Magazine | June 11, 2018, Issue

Silent Minority

John Krasinski and Noah Jupe in A Quiet Place (Paramount Pictures)

I am late to A Quiet Place, the horror sensation of the spring, which has grossed $176 million and counting and perhaps, perhaps, finally allowed John Krasinski, its co-writer, star, and director, to be recognized for something besides being that goofy-looking dude from The Office who somehow married Emily Blunt.

Although because Emily Blunt, a.k.a. Mrs. Krasinski, is also in the movie, and because she manages to be radiantly herself even while giving birth silently in a bathtub while an insectoid alien creature tries to hunt her by sound, the possibility that her husband married up considerably is not exactly put to rest.

What the movie does decisively establish is that Krasinski can direct a harrowing suspense movie, which seems like a far better use of his talents than the attempt by Michael Bay to turn him into an action star in 13 Hours: The Secret Soldiers of Benghazi two years back. In fairness, A Quiet Place also requires its writer-star to act like an action hero now and then, but not the buffed-up military sort; he’s playing an everydad in extremis this time, which makes his soft, cartoon-character version of good looks a much more reasonable fit.

The extreme situation is a clever sci-fi/horror conceit: The Earth has been invaded by huge alien creatures in armored carapaces that hunt exclusively by sound, and they have wiped out much of the human race but not the family that Krasinski’s father heads — in part, it seems, because the latter live in a fortuitously remote farmhouse, and in part because his older daughter (Millicent Simmonds) is deaf and so the family is adept at communicating via sign language.
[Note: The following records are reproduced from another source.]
PR #60, opened 2023-03-12
allows user to save to subfolders

m957ymj75urz:
Screenshot_20230312_202316

### DIFF
--- a/nodes.py
+++ b/nodes.py
@@ -809,7 +809,7 @@ class SaveImage:
         except ValueError:
             counter = 1
         except FileNotFoundError:
-            os.mkdir(outputDirectory)
+            os.makedirs(outputDirectory, exist_ok=True)
             counter = 1
 
         paths = list()
--- a/nodes.py
+++ b/nodes.py
@@ -780,7 +780,8 @@ class SaveImage:
     def INPUT_TYPES(s):
         return {"required": 
                     {"images": ("IMAGE", ),
-                     "filename_prefix": ("STRING", {"default": "ComfyUI"})},
+                     "filename_prefix": ("STRING", {"default": "ComfyUI"}),
+                     "subfolder": ("STRING", {})},
                 "hidden": {"prompt": "PROMPT", "extra_pnginfo": "EXTRA_PNGINFO"},
                 }
 
@@ -791,7 +792,7 @@ class SaveImage:
 
     CATEGORY = "image"
 
-    def save_images(self, images, filename_prefix="ComfyUI", prompt=None, extra_pnginfo=None):
+    def save_images(self, images, filename_prefix="ComfyUI", subfolder=None, prompt=None, extra_pnginfo=None):
         def map_filename(filename):
             prefix_len = len(filename_prefix)
             prefix = filename[:prefix_len + 1]
@@ -800,12 +801,15 @@ class SaveImage:
             except:
                 digits = 0
             return (digits, prefix)
+        
+        outputDirectory = os.path.join(os.path.dirname(os.path.realpath(__file__)), "output", subfolder);
+        
         try:
-            counter = max(filter(lambda a: a[1][:-1] == filename_prefix and a[1][-1] == "_", map(map_filename, os.listdir(self.output_dir))))[0] + 1
+            counter = max(filter(lambda a: a[1][:-1] == filename_prefix and a[1][-1] == "_", map(map_filename, os.listdir(outputDirectory))))[0] + 1
         except ValueError:
             counter = 1
         except FileNotFoundError:
-            os.mkdir(self.output_dir)
+            os.mkdir(outputDirectory)
             counter = 1
 
         paths = list()
@@ -819,8 +823,8 @@ class SaveImage:
                 for x in extra_pnginfo:
                     metadata.add_text(x, json.dumps(extra_pnginfo[x]))
             file = f"{filename_prefix}_{counter:05}_.png"
-            img.save(os.path.join(self.output_dir, file), pnginfo=metadata, optimize=True)
-            paths.append(file)
+            img.save(os.path.join(outputDirectory, file), pnginfo=metadata, optimize=True)
+            paths.append(os.path.join(subfolder, file))
             counter += 1
         return { "ui": { "images": paths } }
 
--- a/web/scripts/app.js
+++ b/web/scripts/app.js
@@ -110,7 +110,9 @@ class ComfyApp {
 									const img = new Image();
 									img.onload = () => r(img);
 									img.onerror = () => r(null);
-									img.src = "/view/" + src;
+									var filename = src.replace(/^.*[\\\/]/, '');
+									var subfolder = src.replace(filename, '');
+									img.src = "/view?file=" + filename + "&subfolder=" + subfolder;
 								});
 							})
 						).then((imgs) => {
--- a/server.py
+++ b/server.py
@@ -109,15 +109,18 @@ class PromptServer():
                 return web.Response(status=400)
 
 
-        @routes.get("/view/{file}")
+        @routes.get("/view")
         async def view_image(request):
-            if "file" in request.match_info:
+            if "file" in request.rel_url.query:
                 type = request.rel_url.query.get("type", "output")
                 if type != "output" and type != "input":
                     return web.Response(status=400)
 
                 output_dir = os.path.join(os.path.dirname(os.path.realpath(__file__)), type)
-                file = request.match_info["file"]
+                if "subfolder" in request.rel_url.query:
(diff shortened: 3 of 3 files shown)


jordanbtucker:
Fixes #60

comfyanonymous:
It would probably be better to just create folders if the filename_prefix contains \ or / instead of having a separate option

Also you should fix this:
http://127.0.0.1:8188/view?file=main.py&subfolder=test/../../

m957ymj75urz:
Screenshot_20230314_093113

Removed the subfolder input from the node and let the user type the path in the prefix field instead. Also fixed the path traversal on the view route and also added a check to enforce saving inside the output folder.

comfyanonymous:
Seems to be working, I'll have to give it a try on windows to make sure it works there too unless someone can confirm it does.

jordanbtucker:
It is working for me, however it throws the error:

```
Saving image outside the output folder is not allowed.
```

even if I am in the `output` folder like this `test/../ComfyUI`. This is technically in the `output` folder. So I would recommend calling `normpath` on the path to resolve any `..` segments before checking if it's outside the `output` folder.

jordanbtucker:
On second look, the issue isn't that it's not resolving `..` segments correctly. It's that `test` doesn't actually exist, so it's giving an error. Once I create the `test` folder, it works. So, the issue is more that the error message doesn't match the issue.

Again, a minor edge case that would be fixed by normalizing the path first, which would resolve the need to have a different more accurate error message.

jordanbtucker:
I also noticed that putting `+` or `&` characters in the path saves the image but breaks the image preview. This doesn't happen on the master branch.

web/scripts/app.js
```diff
@@ -110,7 +110,9 @@ class ComfyApp {
 									const img = new Image();
 									img.onload = () => r(img);
 									img.onerror = () => r(null);
-									img.src = "/view/" + src;
+									var filename = src.replace(/^.*[\\\/]/, '');
+									var subfolder = src.replace(filename, '');
+									img.src = "/view?file=" + filename + "&subfolder=" + subfolder;
```
jordanbtucker:
```js
var params = new URLSearchParams({file: filename, subfolder});
img.src = "/view?" + params.toString();
```

nodes.py
```diff
@@ -794,19 +794,28 @@ def INPUT_TYPES(s):
...
-            prefix_len = len(filename_prefix)
+            prefix_len = len(os.path.basename(filename_prefix))
             prefix = filename[:prefix_len + 1]
             try:
                 digits = int(filename[prefix_len + 1:].split('_')[0])
             except:
                 digits = 0
             return (digits, prefix)
+        
+        subfolder = os.path.dirname(filename_prefix)
```
jordanbtucker:
```python
subfolder = os.path.dirname(os.path.normpath(filename_prefix))
filename = os.path.basename(os.path.normpath(filename_prefix))
```

m957ymj75urz:
Thank you for your help and tests @jordanbtucker , added your changes with the last commit.

comfyanonymous:
I can't see the image previews on the LoadImage node with this.

m957ymj75urz:
Rolled back the URLSearchParams modification. Since the filename retrieved from the server is something like `file=img.png&type=temp` this messes with the encoding of the parameters. 

So I guess this won't support `&` and `?` in filenames.

M1kep:
When the file name contains any special characters I feel they should be url encoded?

M1kep:
> Rolled back the URLSearchParams modification. Since the filename retrieved from the server is something like `file=img.png&type=temp` this messes with the encoding of the parameters. 
> 
> 
> 
> So I guess this won't support `&` and `?` in filenames.

When the file name contains any special characters I feel they should be url encoded?

jordanbtucker:
There was a typo in my suggestion. `"/vew?"` should have been `"/view?"`.

jordanbtucker:
> Rolled back the URLSearchParams modification. Since the filename retrieved from the server is something like `file=img.png&type=temp` this messes with the encoding of the parameters.
> 
> So I guess this won't support `&` and `?` in filenames.

Are you rolling it back because LoadImage preview is broken?

LoadImage isn't working because you [moved](https://github.com/comfyanonymous/ComfyUI/pull/60/files#diff-791d4d41d3718d15d49180f3aacc8370b8cab07383f0d35b2713651cc0adfe46L112-L114) the `file` parameter out of the URL path and into the URL query. However, the IMAGEUPLOAD widget did not get [updated](https://github.com/m957ymj75urz/ComfyUI/blob/5fa514fa512f321574e7385097345c05198972e9/web/scripts/widgets.js#L144) for this change.

I recommend using `URLSearchParams` for this too, because shoving any file name into a URL like that is asking for trouble.

jordanbtucker:
But I also just noticed that PreviewImage is broken.

jordanbtucker:
Okay, so regarding the PreviewImage issue, you [changed](https://github.com/comfyanonymous/ComfyUI/pull/60/files#diff-e485eb8bfa77e53e217e9b400c67298309ef679c6ecd69a1174366f48bb93499R845) `self.url_suffix = "?type=temp"` to `self.url_suffix = "&type=temp"`. This is making some of the image filenames to be [sent to the web scripts](https://github.com/m957ymj75urz/ComfyUI/blob/save-images/web/scripts/app.js#L108) as `ComfyUI_00001_.png&type=temp` instead of `ComfyUI_00001_.png?type=temp`.

The original code was just passing that string along to the server as `/view/ComfyUI_00001_.png?type=temp`, but with your changes it's requesting `/view?file=ComfyUI_00002_.png%26type%3Dtemp&subfolder=`.

So two problems here.

One: `self.url_suffix = "&type=temp"` assumes that every URL will already have a query in it (e.g. `?file=`) when it won't.

Two: When the web script receives the image path, it's getting `ComfyUI_00001_.png&type=temp`, so when you try to [get the filename](https://github.com/comfyanonymous/ComfyUI/pull/60/files#diff-4891de7f5721c28b23c1728ee3f2168561e7a46e561ddacc192a13348d08d721R114), you're only looking for path segments so you're storing the filename as `ComfyUI_00001_.png&type=temp`. So, when you encode the `filename` and `subfolder` parameters, it thinks the filename is `ComfyUI_00001_.png&type=temp`. That's why it's getting encoded as `ComfyUI_00002_.png%26type%3Dtemp`.

One way to fix this is to restore `self.url_suffix = "?type=temp"` and then parse the `src` variable correctly so that you're detecting things like `type=temp` and adding that back into the URLSearchParams. Here's an example:

```js
// Parse src as a URL. example.com is required because the URL
// constructor requires all URLs to be absolute.
var srcURL = new URL(src, 'https://example.com/');

// pathname starts with a / so we use substring to skip it.
var filename = srcURL.pathname.substring(1).replace(/^.*[\\\/]/, '');
var subfolder = srcURL.pathname.substring(1).replace(filename, '');

// Pass along any existing query parameters and set the file
// parameter.
var params = new URLSearchParams(srcURL.searchParams);
params.set('file', filename);

// If type is present, it's a upload or preview image;
// otherwise, set the subfolder.
if (!params.has('type')) {
	params.set('subfolder', subfolder);
}

img.src = "/view?" + params.toString();
```

m957ymj75urz:
Yes this was my conclusion and solution too. 

But I think that parsing the filename to eventually find a `type` url parameter then re-inject it is not the right way to do this.

I think the proper way would be to change what's returned by the server L840 of `server.py` to some kind of object `{ filename: "ComfyUI_00002_.png", type: "temp" }`.

Thank you for the help on this once again, I appreciate.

This skill has enabled them to establish a sustainable life, of sorts, one lived in a silence deep enough to shame a Trappist — complete with perpetually sandy earth scattered on all the paths of their farm to deaden footsteps, footprints painted on the floors of the old farmhouse to show you where to step to avoid a single creak, complicated signaling systems, and a battery of video cameras installed to monitor the property. They also have a problematic blessing on the way: Blunt’s mother is expecting, and Krasinski’s dad (the characters presumably have names in the script, but I don’t think you ever hear them) has tried to set up a soundproofed basement, roofed with pillows and newspapers, in which she can be delivered and their child can safely cry.

The existence of this bunker raised the second-biggest question of the movie; namely, why the family spends as much time as they do aboveground. (When a post-mealtime accident almost calls the creatures down on them, I found myself wondering, Why not put your game room in your basement, like a normal American family?) The biggest question is why nobody in this world has figured out the creatures’ weakness — “What is their weakness?” reads a scrawl on the dad’s basement whiteboard, in case you didn’t think to wonder — when I figured it out at least an hour before the climax.

But similar questions could be asked of many genre exercises, and this one offers many pleasures as ballast against its various implausibilities — not just the intense compressed suspense that makes an upturned nail in a floorboard as terrifying as Freddy Krueger, but also a wonderful use of natural sound and physical beauty, in which the rush of a river and the crash of a waterfall offer refuge and safety even as other forms of pastoral loveliness conceal a thousand ways to make a sound and die.

As in many horror movies, the obvious themes of A Quiet Place tend toward a kind of mild social conservatism — the embattled family, the parents as desperate protectors, the pregnancy as an act of pro-life defiance in a darkening world. And naturally, in our age of takes, that tendency has provoked some highly politicized readings, notably from The New Yorker’s Richard Brody: “In their enforced silence,” he writes of the movie, “these characters are a metaphorical silent — white — majority, one that doesn’t dare to speak freely for fear of being heard by the super-sensitive ears of the dark others.”

This reading is hysterical, but to the extent that it touches on anything real I thought A Quiet Place actually undercuts a certain kind of male-paternal fantasy of real estate and retreat, in which a self-sufficient farmhouse is romanticized as the best place to ride out the apocalypse. Yes, in the movie the family’s isolation partially protects them — but the creatures still arrive, and once they’re there neither your guns nor your well-stocked grain silos can save you. They’re in the cornfields, they’re in the woods, they’re crawling on your roof, you can’t protect your kids, you can’t protect yourself . . .

. . . which is to say that for anyone who lives in the northeastern United States, A Quiet Place feels less like a narrative of white flight and more like a parable of Lyme disease.